[EXERCISE DESCRIPTION]
For the entries that follow, say how many lines hold the string "transition", with nothing else in the reply.

[EXCERPTED RECORDS]
PR #26244, opened 2023-06-15
Updates TransformXXX Functions in k8s pkg

### LINKED ISSUE #26240: K8s TransformXXX() Funcs Should Return SlimXXX Objects

### What happened?

With https://github.com/cilium/cilium/pull/25604, a nil object and error are returned when a controller, that is configured with a transformer, processes a SlimXXX object. Previous to this PR, the provided object would be returned. Although controllers that do not require object transformation should create an informer with a `nil` transformer, the TransformXXX() functions should be updated to check for `SlimXXX` objects and return them without transformation.

### Cilium Version

Latest

### Kernel Version

N/A

### Kubernetes Version

Latest

### Sysdump

_No response_

### Relevant log output

_No response_

### Anything else?

_No response_

### Code of Conduct

danehans:
Updates TransformXXX functions to not return an error if the provided and returned objects are the same type. Instead, the provided object is returned without any transformations.

Fixes: #26240

### DIFF
--- a/pkg/k8s/factory_functions.go
+++ b/pkg/k8s/factory_functions.go
@@ -472,11 +472,13 @@ func ConvertToSlimIngressLoadBalancerStatus(slimLBStatus *slim_corev1.LoadBalanc
 	}
 }
 
-// TransformToK8sService transforms a *v1.Service into a
-// *slim_corev1.Service or a cache.DeletedFinalStateUnknown into
-// a cache.DeletedFinalStateUnknown with a *slim_corev1.Service in its Obj.
-// If the given obj can't be cast into either *slim_corev1.Service
-// nor cache.DeletedFinalStateUnknown, an error is returned.
+// TransformToK8sService transforms a *v1.Service into a *slim_corev1.Service
+// or a cache.DeletedFinalStateUnknown into a cache.DeletedFinalStateUnknown
+// with a *slim_corev1.Service in its Obj. If obj is a *slim_corev1.Service
+// or a cache.DeletedFinalStateUnknown with a *slim_corev1.Service in its Obj,
+// obj is returned without any transformations. If the given obj can't be cast
+// into either *slim_corev1.Service nor cache.DeletedFinalStateUnknown, an error
+// is returned.
 func TransformToK8sService(obj interface{}) (interface{}, error) {
 	switch concreteObj := obj.(type) {
 	case *v1.Service:
@@ -511,7 +513,12 @@ func TransformToK8sService(obj interface{}) (interface{}, error) {
 				},
 			},
 		}, nil
+	case *slim_corev1.Service:
+		return obj, nil
 	case cache.DeletedFinalStateUnknown:
+		if _, ok := concreteObj.Obj.(*slim_corev1.Service); ok {
+			return obj, nil
+		}
 		svc, ok := concreteObj.Obj.(*v1.Service)
 		if !ok {
 			return nil, fmt.Errorf("unknown object type %T", concreteObj.Obj)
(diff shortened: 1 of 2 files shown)


danehans:
@odinuge since you commented in https://github.com/cilium/cilium/pull/25604, PTAL.

odinuge (approved):
Thanks! The code looks good to me!

Outside the scope of this PR; I think at some point it would be more useful to extraxct the godoc for these functions to a common description, so we avoid having it duplicated that much; given its so easy to miss one and get inconsistent comments - given they ~all implement the same thing, just for different types.

giorio94 (approved):
Thanks! /lgtm

giorio94:
> Outside the scope of this PR; I think at some point it would be more useful to extraxct the godoc for these functions to a common description, so we avoid having it duplicated that much; given its so easy to miss one and get inconsistent comments - given they ~all implement the same thing, just for different types.

One step further might be to leverage generics to extract all the common logic, having only a single function as parameter which takes care of the actual conversion from the source to the destination type. This would reduce the overall code duplication and ensure consistency across all implementations. Related: https://github.com/cilium/cilium/pull/26367

danehans:
@giorio94 thanks for the heads-up regarding #26367. Based on my https://github.com/cilium/cilium/pull/26367/files#r1237222348, we may be able to close this PR and have #26367 fix #26240.

giorio94:
> @giorio94 thanks for the heads-up regarding #26367. Based on [my comment](https://github.com/cilium/cilium/pull/26367/files#r1237222348), we may be able to close this PR and have #26367 fix #26240.

The two PRs are currently addressing two separate aspects (this one tackles the transformation functions which do an actual type transformation, while #26367 the ones which don't mutate the object type).

danehans:
@giorio94 thanks for the clarification. I noticed the `TransformToGeneric()` func in https://github.com/cilium/cilium/pull/26367 and thought it was using generics for all transformation funcs. Back to your https://github.com/cilium/cilium/pull/26244#issuecomment-1600388029, should I update this PR to use generics? Since https://github.com/cilium/cilium/issues/26240 is expected to be a release blocker, IMO it's better for this PR to introduce minimal changes and tackle the transition to generics in a separate PR that is merged after the release. Thoughts?

giorio94:
> Back to your [#26244 (comment)](https://github.com/cilium/cilium/pull/26244#issuecomment-1600388029), should I update this PR to use generics? Since #26240 is expected to be a release blocker, IMO it's better for this PR to introduce minimal changes and tackle the transition to generics in a separate PR that is merged after the release. Thoughts?

Yeah, I agree that it is better to drive this fix to completion and tackle more invasive refactorings in a followup.

joestringer:
I re-ran `K8sUpstreamNetConformance` tests. From the sheer number of tests that failed, I don't quite understand whether some of the test failures could be related to the PR or the workflow is just a bit broken sometimes. :(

[WRITTEN RESPONSE]
2